PR #216, opened 2020-04-02
Add object config docs

Sauloxd:
- Add documentation for configuration object on `registerApplication`
- Add error 38, regarding the accept keys in the configuration object (pending PR to send valid keys and invalid keys to improve error UX)
- Add error 39, saying it only accepts a configuration object which is not an array and not null

### DIFF
--- a/website/src/components/Errors/Codes/38.js
+++ b/website/src/components/Errors/Codes/38.js
@@ -1,7 +1,6 @@
-import React from 'react'
+import React from 'react';
 
-export default function ErrorCode37(props) {
-
+export default function ErrorCode38(props) {
   return (
     <>
       <h1>#38: Invalid registerApplication configuration object</h1>
@@ -15,5 +14,5 @@ export default function ErrorCode37(props) {
         See <a href="/docs/configuration">registerApplication API documentation</a> for more information.
       </p>
     </>
-  )
+  );
 }
--- a/website/src/components/Errors/Codes/38.js
+++ b/website/src/components/Errors/Codes/38.js
@@ -1,0 +1,19 @@
+import React from 'react'
+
..............................
Work item
The total, and nothing more: how many lines in the entries contain "props"?

Answer for the task
3